One question that is pertinent to politics as well as psychology is the nature of moral progress. When I say moral progress, I mean the process by which individuals end up updating or modifying their basic moral beliefs (or priors). This process usually is a slow one, and at the micro level involves one’s reaction to evidences or thought processes.
This typically happens when Person A comes across some data/evidence that is in tension with his moral system. For example, A may value a certain principle and then realize one day that some regular action of his violates this principle. Or maybe A values several principles, and new data (or just new reasoning) seems to suggest that in at least some instance these principles are in conflict.
To give a couple of examples:
Time: 1790. Place: America. A values both individual liberty and a harmonious, prosperous society. The issue at hand is slave ownership. A reluctantly accepts slave ownership for the time being because he believes that Blacks are intellectually inferior and would not be able to live in the same land as the Whites. Perhaps A supports emancipation in principle but thinks an actual implementation would result in tremendous disorder, huge decrease in prosperity and would also require eventual deportation of all the Blacks back to Africa in a painful, costly and disrupting process. But one day his scientist friend shows him evidence that seems to strongly suggest that the inferiority of Blacks is a myth, and given proper education they would be as likely as Whites to succeed in intellectual endeavors.
Or to give a second example, A is a young European, living currently, who has a strong moral opposition to hunting for pleasure. He thinks it is wrong and rights-violating. Yet he eats meat. He justifies this by saying that killing for food or to achieve some other basic necessity is ok, but killing for pleasure is morally wrong. But one day, after a conversation with a friend he starts to wonder if his position is morally sound. He realizes that he can get by without eating animals (gaining the needed protein from other sources, such as lentils, milk and soy, as many Asians do) so the main reason behind eating meat is the pleasure he gains from it. So how is eating meat different form hunting then?
And so on…
The interesting question to me, is what A does in such a situation. He has several choices:
1. Simple minded denial: He can just deny that the evidence exists. For instance the 18th century American could refuse to believe his scientist friend. He could claim that the facts and the research are false and move on. We seem to see something similar with some (not all) global warming sceptics today.
2. Tweaking: He can decide that despite the new evidence/argument, he can resolve the tension with minor tweaks. For instance, he comes up with other evidence or arguments to counter the tension. Or he makes minor changes to his priors that make this tension go away or at least become less pronounced. There are many ways to tweak one’s beliefs, some simple, some highly complex; some honest, some not, some based on reason, some based on emotion.

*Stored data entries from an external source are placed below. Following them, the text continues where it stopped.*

PR #1354, opened 2024-07-07
Fix layout of /room page

### LINKED ISSUE #1308: 🚀 [Feature] Frontend: Mobile iFrame Design
Screenshot 2024-07-01 at 12 10 00

## 🚀 Feature
As a user on mobile device
I want to interact with the BBB UI
To efficiently use BBB session

### TODO

- [ ] set iFrame bewteen header and bottom menu

Bettelstab:
## 🍰 Pullrequest
Changes the layout of the /room page, so that our interface and the one of BigBlueButton don't interfere with each other.

### Issues
- fixes #1308 

### Todo
- [ ] I think the whole layout system and the menus need a good refactor. Will create an issue.
- [ ] Linting and tests

### DIFF
--- a/frontend/src/pages/room/+Page.vue
+++ b/frontend/src/pages/room/+Page.vue
@@ -18,9 +18,18 @@ const activeRoomStore = useActiveRoomStore()
 const { activeRoom: roomUrl } = storeToRefs(activeRoomStore)
 </script>
 
-<style scoped>
+<style scoped lang="scss">
+@import 'vuetify/lib/styles/settings/_variables';
+
 .container {
   width: 100%;
-  height: 80vh;
+  --bottom-height: 16px;
+  height: calc(100vh - var(--v-layout-top) - var(--bottom-height));
+}
+
+@media #{map-get($display-breakpoints, 'sm-and-down')} {
+  .container {
+    --bottom-height: 85px;
+  }
 }
 </style>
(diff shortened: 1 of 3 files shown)


frontend/src/pages/room/+Page.vue
```diff
@@ -18,9 +18,19 @@ const activeRoomStore = useActiveRoomStore()
 const { activeRoom: roomUrl } = storeToRefs(activeRoomStore)
 </script>
 
-<style scoped>
+<style scoped lang="scss">
```
roschaefer, line 21: I vote for not using (scoped) CSS because of the performance hit.

frontend/src/pages/room/+Page.vue
```diff
@@ -18,9 +18,19 @@ const activeRoomStore = useActiveRoomStore()
...
+  --bottom-height: 16px;
+
   width: 100%;
-  height: 80vh;
+  height: calc(100vh - var(--v-layout-top) - var(--bottom-height));
+}
+
+@media #{map-get($display-breakpoints, 'sm-and-down')} {
+  .container {
+    --bottom-height: 85px;
```
roschaefer, line 33: Clean!

What's the state of CSS variables in tailwind? Seems it supports it now.

roschaefer (approved):
overlap

I can't see the code in action because I don't know how to configure the login screen locally.

Code wise this looks clean and I'll approve.

What I don't like is the number of `style` attributes added, because of the highest specificity.

frontend/src/pages/room/+Page.vue
Bettelstab: Seems so

Elweyn (approved):
Seems much better but since I can not access to a real meeting, I don't see if the bottom button is still over the BBB buttons:
Screenshot 2024-07-08 at 10 12 51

3. Biting the bullet: He can decide that his values are truly in conflict and modify them significantly. The 18th century American could either give up his belief in liberty, or abandon his support for slave-ownership. The 2oth century European could decide that animals don’t have rights (and end his moral opposition to hunting) or decide to become a vegetarian. Any of these outcomes are what I’d call significant moral progress. At the individual level, they can be life-changing.
It seems to me that personality plays a complex role in deciding which of the above outcomes occur. As a rule, people have a strong emotional resistance to any sort of change in their moral priors. For that would mean acknowledging to themselves, and perhaps to others, that they have engaged in beliefs/actions that are false/evil. Some make a conscious attempt to avoid letting emotions take precedence over reason in deciding how one deals with such conflicts, while others go with the flow.
Age probably plays an important role in all this; younger people are more likely to change their belief systems. As Fitzgerald once wrote, “At eighteen our convictions are hills from which we look; at forty-five they are caves in which we hide.”
In any case, I don’t have any deep insights to offer, but I think these are interesting questions, and being able to deal with moral dilemmas in an efficient, unbiased and rational manner would certainly improve political outcomes.